The mouse-specific antibodies used are shown in Table 3. Mouse fragment crystallizable (Fc) block (eBioscience, San Diego, CA) was used to block binding of aggregated immunoglobulins to Fc receptors. Flow cytometry was performed on a FACSCanto II cytometer (BD Biosciences, San Jose, CA).

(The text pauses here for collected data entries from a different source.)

PR #5341, opened 2024-11-22
Fix mango tests using custom db name

jiahuili430:
## Overview

When running mango tests, sometimes get `org.apache.lucene.store.NoSuchDirectoryException` error. This is because each test in the same class used the same database name, and in the setUp function always delete and recreate it, which caused a race condition. Using custom database names should solve it.

- Makefile: Add `-F, --failfast` to stop mango tests early on failures
- Add `setUp()` and `teardown()` to create/delete db for each test to  
  avoid `org.apache.lucene.store.NoSuchDirectory Exception` errors.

In Vitro siRNA Transfection

To silence PRR expression in RAW 264.7 cells, specific mouse siRNAs (Santa Cruz Biotechnology, Inc, Paso Robles, CA) were used for transfection using Lipofectamine RNAiMAX (Thermo Fisher Scientific, Waltham, MA) following the manufacturer’s instructions. Briefly, siRNA and Lipofectamine RNAiMAX were mixed and incubated at 22°C−28°C for 5 minutes in Opti-MEM medium (Thermo Fisher Scientific, Waltham, MA). Then, the mixture was transferred to a 6-well plate at a final concentration of 20 nmol/L (siRNA) and 7.5 μL RNAiMAX per well. Cells were assayed 48 hours after siRNA transfection, and the protein levels of PRR were evaluated using β-actin as a loading control. To test the effect of PRR knockdown on LPS-induced proinflammatory cytokines and chemokine expression, cells were treated with LPS (100 ng/mL; Sigma) for 24 hours for analysis of mRNA at 48 hours after siRNA transfection.

Statistical Analysis

Data were analyzed using GraphPad Prism 8 (GraphPad Software, San Diego, CA) and are expressed as means ± SD. Statistical significance between groups was determined using the nonparametric Mann–Whitney U test (2 groups) or Kruskal–Wallis tests followed by the Dunn tests (>2 groups). Significance was determined at P < .05.